权益分类	功能权益	普通用户	{{item.name}}会员
{{category.name}}	{{benefitItem.name}}

Annotation, development and evaluation for clinical information extraction

临床信息提取的注释、开发和评估

基本信息

批准号：
7985218
负责人：
WENDY W. CHAPMAN
金额：
--
依托单位：
UNIVERSITY OF PITTSBURGH AT PITTSBURGH
依托单位国家：
美国
项目类别：
财政年份：
2010
资助国家：
美国
起止时间：
2010-09-01 至 2010-10-31
项目状态：
已结题

项目摘要

DESCRIPTION (provided by applicant): Much of the clinical information required for accurate clinical research, active decision support, and broad-coverage surveillance is locked in text files in an electronic medical record (EMR). The only feasible way to leverage this information for translational science is to extract and encode the information using natural language processing (NLP). Over the last two decades, several research groups have developed NLP tools for clinical notes, but a major bottleneck preventing progress in clinical NLP is the lack of standard, annotated data sets for training and evaluating NLP applications. Without these standards, individual NLP applications abound without the ability to train different algorithms on standard annotations, share and integrate NLP modules, or compare performance. We propose to develop standards and infrastructure that can enable technology to extract scientific information from textual medical records, and we propose the research as a collaborative effort involving NLP experts across the U.S. To accomplish this goal, we will address three specific aims: Aim 1: Extend existing standards and develop new consensus standards for annotating clinical text in a way that is interoperable, extensible, and usable.

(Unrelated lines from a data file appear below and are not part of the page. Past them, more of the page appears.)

PR #562, opened 2020-10-27
Add multinode role-adding instructions

WireBaron:
This change adds a section to the basic multinode setup document
that describes how to add roles to a permissive multinode setup.

It also updates several distributed_exec invocations to use CALL
instead of select.

PR #569, opened 2020-10-28
Fix distributed_exec to correspond to the implementation

k-rus:
distributed_exec was fixed in timescale/timescaledb#2520 to allow
execution of statements outside transactions in addition to
transactional executions. It was also changed from being a function to
be a procedure. This commit aligns the description of distributed_exec
and examples to use CALL.

### DIFF
--- a/api.md
+++ b/api.md
@@ -909,10 +909,16 @@ SELECT detach_tablespaces('conditions');
 ---
 ## distributed_exec() [](distributed_exec)
 
-This function is used on an access node to execute a SQL command
+This procedure is used on an access node to execute a SQL command
 across the data nodes of a distributed database. For instance, one use
 case is to create the roles and permissions needed in a distributed
 database.
+
+The procedure can run distributed commands transactionally, so a command
+is executed either everywhere or nowhere. However, not all SQL commands can run in a 
+transaction. This can be toggled with the argument `transactional`. Note if the execution 
+is not transactional, a failure on one of the data node will require manual dealing with
+the appeared inconsistency.
 
 Note that the command is _not_ executed on the access node itself and
 it is not possible to chain multiple commands together in one call.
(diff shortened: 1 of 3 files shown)


api.md
```diff
@@ -928,23 +928,30 @@ it is not possible to chain multiple commands together in one call.
...
 | `node_list` | An array of data nodes where the command should be executed. Defaults to all data nodes if not specified. |
+| `transactional` | Allows to specify if the execution of the statement should be transactional or not. Defaults to TRUE. |
 
 #### Sample Usage [](distributed_exec-examples)
 
 Create the role `davide` across all data nodes in a distributed database:
 
 ```sql
-SELECT distributed_exec($$CREATE USER davide WITH PASSWORD 'jw8s0F4'$$);
+CALL distributed_exec($$CREATE USER davide WITH PASSWORD 'jw8s0F4'$$);
```
pmwkaa, line 938: Maybe use some kind of password template here instead? Feels like some users might create roles using this password :)

api.md
```diff
@@ -928,23 +928,30 @@ it is not possible to chain multiple commands together in one call.
...
 
 ```
 
 Create the role `davide` on two specific data nodes:
```
pmwkaa, line 942: Likely creating roles only on a limited set of data nodes will require to set grants specific to them as well. I am wondering if it needs to be covered somewhere

pmwkaa (approved):
Not sure if need to update the description, but there are some limitations when using transaction mode. For example some DDL's cannot be run in a multi-statement transaction. And not using an active transaction might require manual cleanup in case if a data node fails.

api.md
k-rus: Thank you for noting. I switched the example to use the one from the certificate authorisation setup.

pmwkaa: One more thing. I think this example should be in sync with @WireBaron update on authentication setup, regarding required usage of `LOGIN`, e.g.:

`CALL distributed_exec($$ CREATE USER testrole WITH LOGIN PASSWORD 'password' $$); `

pmwkaa: It might be also a good idea to put a link to that document

k-rus:
> Not sure if need to update the description, but there are some limitations when using transaction mode. For example some DDL's cannot be run in a multi-statement transaction. And not using an active transaction might require manual cleanup in case if a data node fails.

@pmwkaa Good point! I added a paragraph to deal with this. Can you check it?

api.md
k-rus: @pmwkaa I think your comment is more relevant to https://github.com/timescale/docs.timescale.com-content/pull/562

api.md
```diff
@@ -909,11 +909,17 @@ SELECT detach_tablespaces('conditions');
...
-This function is used on an access node to execute a SQL command
+This procedure is used on an access node to execute a SQL command
 across the data nodes of a distributed database. For instance, one use
 case is to create the roles and permissions needed in a distributed
 database.
 
+The procedure can run distributed commands transactionally, so a command
+is executed either everywhere or nowhere. However, not all SQL commands can run in a 
+transaction. This can be toggled with the argument `transactional`. Note if the execution 
+is not transactional, a failure on one of the data node will require manual dealing with
```
pmwkaa, line 920: `a failure on one of the data node might require manual cleanup` maybe?

pmwkaa (approved):

api.md
k-rus: @pmwkaa It is not necessary cleanup. The user might use different strategy, e.g., manually redoing the command on the failed node.

api.md
k-rus: @pmwkaa I use the example from the certification authorisation. No password is needed in such case.

api.md
```diff
@@ -909,11 +909,17 @@ SELECT detach_tablespaces('conditions');
...
+the appeared inconsistency.
```
WireBaron, line 921:
```suggestion
any introduced inconsistency.
```

WireBaron (approved):

mfreed (approved):

PR #581, opened 2020-11-10
Add Forge installation page

solugebefola:


getting-started/installation-timescale-forge.md
```diff
@@ -0,0 +1,26 @@
+>:WARNING: Our scaling out capabilities are currently in BETA and
```
mfreed, line 1: I think we should remove this warning on multi-node?  Not sure why it's specific to Forge?

mfreed (approved):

Aim 2: Apply existing methods and tools, and develop new methods and tools where necessary for manually annotating a set of publicly available clinical texts in a way that is efficient and accurate. Aim 3: Develop a publicly available toolkit for automatically annotating clinical text and perform a shared evaluation to evaluate the toolkit, using evaluation metrics that are multidimensional and flexible. PUBLIC HEALTH RELEVANCE: In this project, we will develop a publicly available corpus of annotated clinical texts for NLP research. We will experiment with methods for increasing the efficiency of annotation and will annotate de-identified reports of nine types for linguistic and clinical information. In addition, we will create an NLP toolkit that can be shared and will evaluate it against other NLP systems in a shared task evaluation with the community.

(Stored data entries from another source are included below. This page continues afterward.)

PR #582, opened 2020-11-11
Update instructions for adding new data nodes

erimatnor:
Clarify instructions on how to add new data nodes, in particular how
to configure password authentication.

The new `password` parameter has been added to `add_data_node` and a
brief mention is made of how user mappings can be used as an
alternative to a password file.

The need to create a `ssl_cert` role when setting up certificate
authentication has been removed.

### DIFF
--- a/api.md
+++ b/api.md
@@ -280,27 +280,37 @@ with [`add_data_node`](#add_data_node) first before attaching it.
 ---
 ## add_data_node() [](add_data_node)
 
-Add a new data node to the database to be used for creating
-distributed hypertables.
-
-Newly created distributed hypertables will be able to make use of this
-data node for apportioning data across the distributed database. Note
-that existing distributed hypertables will not automatically use the
-newly added data node. For existing distributed hypertables to use
-added data nodes, use [`attach_data_node`](#attach_data_node).
+Add a new data node on the access node to be used by distributed
+hypertables. The data node will automatically be used by distributed
+hypertables that are created after the data node has been added, while
+existing distributed hypertables require an additional
+[`attach_data_node`](#attach_data_node).
 
 If the data node already exists, the command will abort with either an
 error or a notice depending on the value of `if_not_exists`.
 
-If `bootstrap` is true, the function will attempt to bootstrap the
-data node by:
+For security purposes, only superusers or users with necessary
+privileges can add data nodes (see below for details). When adding a
+data node, the access node will also try to connect to the data node
+and therefore needs a way to authenticate with it. TimescaleDB
+currently supports several different such authentication methods for
+flexibility (including trust, user mappings, password, and certificate
+methods). Please refer to [Setting up Multi-Node
+TimescaleDB][multinode] for more information about node-to-node
+authentication.
+
+Unless `bootstrap` is false, the function will attempt to bootstrap
+the data node by:
 1. Creating the database given in `database` that will serve as the
    new data node.
 2. Loading the TimescaleDB extension in the new database.
 3. Setting metadata to make the data node part of the distributed
    database.
 
-See [boostrapping description][multinode-bootstrap] for details.
+Note that user roles are not automatically created on the new data
+node during bootstrapping. The [`distributed_exec`](#distributed_exec)
+procedure can be used to create additional roles on the data node
+after it is added.
 
 #### Required Arguments [](add_data_node-required-arguments)
 
@@ -317,6 +327,7 @@ See [boostrapping description][multinode-bootstrap] for details.
 | `port`               | Port to use on the remote data node. The default is the PostgreSQL port used by the access node on which the function is executed. |
 | `if_not_exists`      | Do not fail if the data node already exists. The default is `FALSE`. |
 | `bootstrap`          | Bootstrap the remote data node. The default is `TRUE`. |
+| `password`           | Password for authenticating with the remote data node during bootstrapping or validation. A password only needs to be provided if the data node requires password authentication and a password for the user does not exist in a local password file on the access node. If password authentication is not used, the specified password will be ignored. |
 
 #### Returns [](add_data_node-returns)
 
@@ -336,9 +347,25 @@ An error will be given if:
 * The function is executed inside a transaction.
 * The function is executed in a database that is already a data node.
 * The data node already exists and `if_not_exists` is `FALSE`.
-* The port number is not valid for use as a port number.
+* The access node cannot connect to the data node due to a network
+  failure or invalid configuration (e.g., wrong port, or there is no
+  way to authenticate the user).
 * If `bootstrap` is `FALSE` and the database was not previously
   bootstrapped.
+
+#### Privileges
+
+To add a data node, you must be a superuser or have the `USAGE`
+privilege on the `timescaledb_fdw` foreign data wrapper. To grant such
+privileges to a regular user role, do:
+
+```sql
+GRANT USAGE ON FOREIGN DATA WRAPPER timescaledb_fdw TO <newrole>;
+```
+
+Note, however, that superuser privileges might still be necessary on
+the data node in order to bootstrap it, including creating the
+TimescaleDB extension on the data node unless it is already installed.
 
 #### Sample usage [](add_data_node-examples)
 
@@ -3717,5 +3744,4 @@ and then inspect `dump_file.txt` before sending it together with a bug report or
 [telemetry]: /using-timescaledb/telemetry
 [caveats]: /using-timescaledb/continuous-aggregates
 [backup-restore]: /using-timescaledb/backup#pg_dump-pg_restore
-[multinode-bootstrap]: /multinode/bootstrapping
 [real-time-aggregates]: /using-timescaledb/continuous-aggregates#real-time-aggregates
--- a/getting-started/setup-multi-node-basic.md
+++ b/getting-started/setup-multi-node-basic.md
@@ -3,18 +3,19 @@
 A multi-node TimescaleDB implementation consists of: 
 - One access node to handle ingest, data routing and act as an entry 
 point for user access; 
-- One or more data nodes to store and organize distributed data.     
+- One or more data nodes to store and organize distributed data.
 
-All nodes begin as single-node TimescaleDBs, i.e., hosts with a running 
-PostgreSQL instance and a loaded TimescaleDB extension. This is assumed for 
-"access node" and "data node" in the instructions. More detail on 
-the architecture can be found in the [Architecture][architecture] section.
+All nodes begin as standalone TimescaleDB instances, i.e., hosts with
+a running PostgreSQL server and a loaded TimescaleDB extension. This
+is assumed for "access node" and "data node" in the instructions. More
+detail on the architecture can be found in the
+[Architecture][architecture] section.
 
 TimescaleDB multi-node can be created as part of a self-managed deployment
 or (coming soon) as a managed cloud deployment.  In order to set up a
 self-managed cluster, including how to configure the nodes for secure
 communication and creating users/roles across servers, please follow
-[these instructions][advanced setup].
+[these instructions][advanced setup] before proceeding.
 
 In the case of Timescale Cloud and Forge, the created services already contain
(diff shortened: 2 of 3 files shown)


pmwkaa (approved):
Looks good overall, yet I am slightly skeptical about recommending the scram-256 for password based auth. I am curious if we ever tested it

api.md
```diff
@@ -280,27 +280,45 @@ with [`add_data_node`](#add_data_node) first before attaching it.
...
-See [boostrapping description][multinode-bootstrap] for details.
+Note that, even if bootstrapping is not requested, the `add_data_node`
+command will try to connect to the remote data node in order to verify
+that it has a valid configuration and that the necessary database
+objects are installed. Distributed user roles are not automatically
+created on the new data node, however, and this might require
+additional setup on the new data node after it is added. The
+[`distributed_exec`](#distributed_exec) procedure can be used to
+create additional database objects on the data node after it is added,
+including distributed roles.
```
mkindahl, line 321: I think you need to show an example here.

api.md
```diff
@@ -317,6 +335,7 @@ See [boostrapping description][multinode-bootstrap] for details.
 | `port`               | Port to use on the remote data node. The default is the PostgreSQL port used by the access node on which the function is executed. |
 | `if_not_exists`      | Do not fail if the data node already exists. The default is `FALSE`. |
 | `bootstrap`          | Bootstrap the remote data node. The default is `TRUE`. |
+| `password`           | Password for authenticating with the remote data node during bootstrapping or validation. A password only needs to be provided if the data node requires password authentication and a password for the user does not exist in a local password file on the access node. |
```
mkindahl, line 338: What happens if a password is provided by it does not use password authentication?

getting-started/setup-multi-node-basic.md
```diff
@@ -23,30 +24,70 @@ node, and follow the instructions in the next section.  More information will be
...
 
 ```sql
 SELECT add_data_node('example_node_name', host => 'example_host_address');
 ```
 
-`example_node_name` should be a unique name for the node. `example_host_address` 
-is the host name or IP address of the data node.
+`example_node_name` should be a unique name for the
+node. `example_host_address` is the host name or IP address of the
+data node. It is also possible to specify a password to authenticate
```
mkindahl, line 43:
```suggestion
data node. You can specify a password to authenticate
```

getting-started/setup-multi-node-basic.md
```diff
@@ -23,30 +24,70 @@ node, and follow the instructions in the next section.  More information will be
...
+and the password is not provided through other means (e.g., a local
+password file). See the [`add_data_node`][add_data_node] API reference
+documentation for detailed information about this command.
+
+It should now be possible to create distributed hypertables. Note,
+however, that in order to create and use distributed hypertables as a
+non-superuser, the user role needs to be distributed as well (i.e.,
+exist on all data nodes) and requires privileges to use the data nodes
+on the access node. Please refer to the next section for instruction
+on how to create distributed roles and grant data node privileges.
```
mkindahl, line 55: Nit: the wording suggest that there is such a thing as a "distributed role" so I suggest to be more clear, also, suggest to remove the "should" and "possible" for a more straightforward wording.
```suggestion
You can now create distributed hypertables using `create_distributed_hypertable`, but note that in order to create and use distributed hypertables as a
non-superuser, the user role needs to exist on all data nodes and have the correct privileges to use the data nodes
on the access node. Please refer to the next section for instruction
on how to create roles on all data nodes and grant data node privileges.
```

getting-started/setup-multi-node-basic.md
```diff
@@ -23,30 +24,70 @@ node, and follow the instructions in the next section.  More information will be
...
 
-The system should be up and running at this point.
+## (Optional) Add distributed user roles
 
-## (Optional) Add user roles to the distributed database
+Like any other database object, roles are _not_ distributed by
+default. In other words, a newly created role on the access node will
```
mkindahl, line 60: Hypertables and chunks are distributed, so this is not entirely true. Suggest to reformulate. (Just discussing roles is fine.)

getting-started/setup-multi-node-basic.md
```diff
@@ -23,30 +24,70 @@ node, and follow the instructions in the next section.  More information will be
...
+
+It should now be possible to create distributed hypertables. Note,
+however, that in order to create and use distributed hypertables as a
+non-superuser, the user role needs to be distributed as well (i.e.,
+exist on all data nodes) and requires privileges to use the data nodes
+on the access node. Please refer to the next section for instruction
+on how to create distributed roles and grant data node privileges.
 
-The system should be up and running at this point.
+## (Optional) Add distributed user roles
```
mkindahl, line 57: The notion of a "distributed role" suggest that it is somehow maintained and is a novel concept. This section only talks about how to add roles on all nodes of a distributed database.
```suggestion
## (Optional) Adding roles for distributed hypertables
```

getting-started/setup-multi-node-basic.md
```diff
@@ -23,30 +24,70 @@ node, and follow the instructions in the next section.  More information will be
...
+Like any other database object, roles are _not_ distributed by
+default. In other words, a newly created role on the access node will
+not exist on the data nodes and it will not be possible to use the
+role to create and query distributed hypertables unless additional
+steps are taken.
 
-After adding your data nodes, it is possible to create and use distributed hypertables,
-but only if running as a superuser common to all nodes (e.g., by default,
-the `postgres` user).
+To create a distributed role from the access node, use these commands:
```
mkindahl, line 65:
```suggestion
To create a role on all data nodes from the access node, use these commands:
```

api.md
```diff
@@ -280,27 +280,45 @@ with [`add_data_node`](#add_data_node) first before attaching it.
...
+hypertables. This function needs to be executed on the access node by
+a superuser or a user with `USAGE` privileges on the `timescaledb_fdw`
+foreign data wrapper (superuser privileges might still be required on
+the data node). It is assumed that the user role adding a data node
+already has a way to authenticate with the data node being
+added. Alternatively, a password can be provided on the command line
+if the data node accepts password-based authentication and no password
+is provided in a local password file on the access node. Please refer
+to [Setting up Multi-Node TimescaleDB][multinode] for more information
+about node-to-node authentication.
```
mfreed, line 293: After reviewing this, this feels like maybe too much in the weeds for the API docs?  Maybe something simpler like:

```suggestion
Add a new data node to the database to be used by distributed
hypertables.   For security purposes, the data node validates the connection
attempt from the access node; TimescaleDB currently supports several 
different such authentication methods for flexibility (including trust, user
mappings, password, and certificate methods).  Please refer
to [Setting up Multi-Node TimescaleDB][multinode] for more information
about node-to-node authentication.
```

getting-started/setup-multi-node-basic.md
```diff
@@ -23,30 +24,70 @@ node, and follow the instructions in the next section.  More information will be
...
+with using the optional `password` parameter. But this is only
+necessary if password authentication is used to connect to data nodes
+and the password is not provided through other means (e.g., a local
+password file). See the [`add_data_node`][add_data_node] API reference
+documentation for detailed information about this command.
+
+It should now be possible to create distributed hypertables. Note,
+however, that in order to create and use distributed hypertables as a
+non-superuser, the user role needs to be distributed as well (i.e.,
+exist on all data nodes) and requires privileges to use the data nodes
```
mfreed, line 53: Otherwise, it sounds more like you always need ot take this step, which you often might not need to do for testing.
```suggestion
It should now be possible to create distributed hypertables, e.g., 
running as the default `postgres` superuser.  If you wish to
create and use distributed hypertables as a
non-superuser, the user role needs to be distributed as well (i.e.,
```

getting-started/setup-multi-node-basic.md
mfreed: Ha.  Mats already recommended.  Feel free to review both =)

mfreed (approved):

api.md
erimatnor: There's a link to section that provides examples. I don't think it is appropriate to have examples about one function in a section about another function.

api.md
erimatnor: I think permissions/superuser requirements should be part of reference docs. This will probably trip people up otherwise. Don't mind shortening in general though.

api.md
```diff
@@ -280,27 +280,45 @@ with [`add_data_node`](#add_data_node) first before attaching it.
...
+
+Newly created distributed hypertables will be able to make use of the
 data node for apportioning data across the distributed database. Note
 that existing distributed hypertables will not automatically use the
 newly added data node. For existing distributed hypertables to use
-added data nodes, use [`attach_data_node`](#attach_data_node).
+added data nodes, use [`attach_data_node`](#attach_data_node) after
+having added the data node.
```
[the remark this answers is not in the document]
erimatnor: Maybe I am missing something, but I see virtually no overlap with the previous paragraph. This is discussing need for attaching after adding, while the first paragraph talks about requirements for auth and privileges in order to execute add_data_node.

I will still try to streamline the text though.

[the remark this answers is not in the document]
mkindahl: You mention above that a new data node is added to be used by distributed tables, and then here again that newly added data nodes are used by the distribute hypertables. IMHO, the first sentence of the paragraph is redundant.

api.md
mkindahl: Then it might be better to only have a notice that the role needs to exists on the data nodes and then refer to the section about how to make that happen. Right now, you start to talk about something the user needs to do, which suggests that it should finish with an elaboration on how to do that.

api.md
erimatnor: Nothing, AFAIK. The method of authentication is determined by the data node.

mkindahl: There is a difference between giving an error if the authentication method does not require a password and just ignoring the password if the authentication method does not require the password. If it is just ignored in this case, it is good to mention it here.

getting-started/setup-multi-node-basic.md
mkindahl: I would probably make this even shorter and just say something like:
> the user role needs to exist on all data nodes and have the correct privileges on both the data and access node.

getting-started/setup-multi-node-basic.md
erimatnor: No, Hypertables and chunks are not distributed by default. You have to explicitly create a distributed hypertable, as opposed to a regular hypertable, for them to be distributed.

getting-started/setup-multi-node-basic.md
erimatnor: "Distributed" is used as adjective here, and I think users know what it means for something to be "distributed".  I don't think it is a bad idea to introduce the concept of distributed roles or, more generally, distributed objects. Otherwise, it becomes very cumbersome to always say "roles that exist on all data nodes". 

I will try to be more "general" for now, but I think we need to figure out the proper terminology to use throughout the documentation.

getting-started/setup-multi-node-basic.md
mkindahl: I think you should just remove the first sentence, it is redundant.

erimatnor:
Did some additional tweaks of the auth instructions.

api.md
erimatnor: I don't see why this is necessary and we generally don't list all error cases for optional parameters. The explanation here is already long.

api.md
```diff
@@ -280,27 +280,37 @@ with [`add_data_node`](#add_data_node) first before attaching it.
...
 
-Add a new data node to the database to be used for creating
-distributed hypertables.
-
-Newly created distributed hypertables will be able to make use of this
-data node for apportioning data across the distributed database. Note
-that existing distributed hypertables will not automatically use the
-newly added data node. For existing distributed hypertables to use
-added data nodes, use [`attach_data_node`](#attach_data_node).
+Add a new data node on the access node to be used by distributed
```
mkindahl, line 283:
```suggestion
Adds a new data node on the access node to be used by distributed
```

mkindahl (approved):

描述（由申请人提供）：准确的临床研究、积极的决策支持和广泛的监督所需的大部分临床信息都被锁定在电子病历（EMR）的文本文件中。将这些信息用于翻译科学的唯一可行方法是使用自然语言处理（NLP）提取和编码信息。在过去的二十年里，几个研究小组已经开发了用于临床笔记的NLP工具，但阻碍临床NLP进步的主要瓶颈是缺乏用于训练和评估NLP应用程序的标准注释数据集。没有这些标准，单个NLP应用程序就无法在标准注释上训练不同的算法，共享和集成NLP模块，或者比较性能。我们建议开发标准和基础设施，使技术能够从文本医疗记录中提取科学信息，我们建议这项研究作为一项涉及美国各地NLP专家的合作努力，为了实现这一目标，我们将解决三个具体目标：目标1：扩展现有标准，并开发新的共识标准，以可互操作，可扩展和可用的方式注释临床文本。目标二：应用现有的方法和工具，并在必要时开发新的方法和工具，以高效和准确的方式手动注释一组公开的临床文本。目标3：开发一个公共可用的工具包，用于自动注释临床文本，并使用多维和灵活的评估指标进行共享评估，以评估工具包。公共卫生相关性：在这个项目中，我们将为NLP研究开发一个公共可用的注释临床文本语料库。我们将尝试提高注释效率的方法，并将注释九种类型的去识别报告，以获得语言和临床信息。此外，我们将创建一个可以共享的NLP工具包，并将在与社区共享的任务评估中与其他NLP系统进行评估。